**DATA SECTION:**
--- START ---

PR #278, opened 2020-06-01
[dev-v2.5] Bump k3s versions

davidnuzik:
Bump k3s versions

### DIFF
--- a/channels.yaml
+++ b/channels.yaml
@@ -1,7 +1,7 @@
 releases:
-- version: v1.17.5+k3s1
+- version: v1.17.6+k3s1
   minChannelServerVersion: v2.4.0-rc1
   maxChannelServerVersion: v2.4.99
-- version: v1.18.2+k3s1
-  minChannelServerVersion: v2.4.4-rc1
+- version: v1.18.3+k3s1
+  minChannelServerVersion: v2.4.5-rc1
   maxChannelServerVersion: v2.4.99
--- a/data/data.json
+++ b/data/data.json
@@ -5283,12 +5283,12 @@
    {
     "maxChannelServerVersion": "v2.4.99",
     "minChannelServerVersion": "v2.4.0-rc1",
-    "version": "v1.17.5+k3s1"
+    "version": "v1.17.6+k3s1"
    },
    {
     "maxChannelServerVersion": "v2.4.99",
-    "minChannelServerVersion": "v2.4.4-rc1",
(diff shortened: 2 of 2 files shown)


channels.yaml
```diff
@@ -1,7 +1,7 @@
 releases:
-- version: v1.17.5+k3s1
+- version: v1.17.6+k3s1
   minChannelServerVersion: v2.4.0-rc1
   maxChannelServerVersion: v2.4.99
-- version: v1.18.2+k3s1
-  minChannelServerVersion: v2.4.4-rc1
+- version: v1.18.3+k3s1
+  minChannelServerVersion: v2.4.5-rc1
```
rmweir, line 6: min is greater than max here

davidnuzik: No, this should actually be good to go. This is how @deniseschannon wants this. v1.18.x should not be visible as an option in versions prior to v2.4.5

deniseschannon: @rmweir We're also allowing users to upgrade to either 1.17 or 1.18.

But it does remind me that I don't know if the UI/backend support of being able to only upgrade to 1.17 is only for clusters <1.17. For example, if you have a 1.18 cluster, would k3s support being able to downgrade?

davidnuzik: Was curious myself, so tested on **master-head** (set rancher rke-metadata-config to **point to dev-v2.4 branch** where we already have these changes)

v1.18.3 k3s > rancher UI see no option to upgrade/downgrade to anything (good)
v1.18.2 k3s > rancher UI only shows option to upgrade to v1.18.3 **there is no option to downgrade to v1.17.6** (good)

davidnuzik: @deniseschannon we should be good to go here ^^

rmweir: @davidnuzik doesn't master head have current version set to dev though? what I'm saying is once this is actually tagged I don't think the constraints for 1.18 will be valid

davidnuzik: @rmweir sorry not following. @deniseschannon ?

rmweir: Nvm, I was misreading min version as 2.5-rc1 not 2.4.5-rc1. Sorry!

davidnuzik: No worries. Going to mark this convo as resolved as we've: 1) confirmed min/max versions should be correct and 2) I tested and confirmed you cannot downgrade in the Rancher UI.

--- END ---
--- START ---

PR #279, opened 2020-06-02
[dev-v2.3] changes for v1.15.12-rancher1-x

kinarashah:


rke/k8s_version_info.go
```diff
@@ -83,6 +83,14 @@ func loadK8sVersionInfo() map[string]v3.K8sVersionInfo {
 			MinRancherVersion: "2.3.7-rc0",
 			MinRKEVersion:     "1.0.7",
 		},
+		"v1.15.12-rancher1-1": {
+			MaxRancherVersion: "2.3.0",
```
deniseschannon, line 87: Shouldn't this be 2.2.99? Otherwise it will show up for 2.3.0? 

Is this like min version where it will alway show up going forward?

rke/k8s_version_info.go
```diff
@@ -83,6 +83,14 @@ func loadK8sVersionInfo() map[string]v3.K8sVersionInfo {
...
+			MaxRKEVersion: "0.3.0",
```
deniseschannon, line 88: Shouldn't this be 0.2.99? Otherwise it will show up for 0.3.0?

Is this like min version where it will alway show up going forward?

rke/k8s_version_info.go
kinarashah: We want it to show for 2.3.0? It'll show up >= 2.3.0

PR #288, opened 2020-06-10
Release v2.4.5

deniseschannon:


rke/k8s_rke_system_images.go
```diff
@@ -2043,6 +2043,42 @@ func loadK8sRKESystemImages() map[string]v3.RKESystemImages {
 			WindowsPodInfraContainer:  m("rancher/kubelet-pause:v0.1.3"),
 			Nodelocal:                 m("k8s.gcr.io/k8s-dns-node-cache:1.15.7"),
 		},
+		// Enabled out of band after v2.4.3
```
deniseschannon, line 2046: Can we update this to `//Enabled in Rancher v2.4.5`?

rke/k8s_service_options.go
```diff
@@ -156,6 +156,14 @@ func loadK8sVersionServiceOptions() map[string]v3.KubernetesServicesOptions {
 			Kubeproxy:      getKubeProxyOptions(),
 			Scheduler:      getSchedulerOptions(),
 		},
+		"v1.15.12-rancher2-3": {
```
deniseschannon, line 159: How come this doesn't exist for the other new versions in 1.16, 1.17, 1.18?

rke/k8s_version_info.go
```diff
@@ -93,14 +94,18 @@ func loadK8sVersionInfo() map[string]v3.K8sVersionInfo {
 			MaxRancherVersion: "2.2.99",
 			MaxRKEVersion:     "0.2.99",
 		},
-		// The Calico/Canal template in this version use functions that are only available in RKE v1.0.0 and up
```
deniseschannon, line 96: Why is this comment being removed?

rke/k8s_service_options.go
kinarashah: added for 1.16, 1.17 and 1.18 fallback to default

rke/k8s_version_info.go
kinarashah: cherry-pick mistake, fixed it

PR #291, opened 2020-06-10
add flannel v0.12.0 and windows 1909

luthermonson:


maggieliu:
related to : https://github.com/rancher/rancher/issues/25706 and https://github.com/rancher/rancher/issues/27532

--- END ---

**EXERCISE AIM:** Only a number should be returned: the count of lines above that include "master".

**ANSWER SPACE:** 2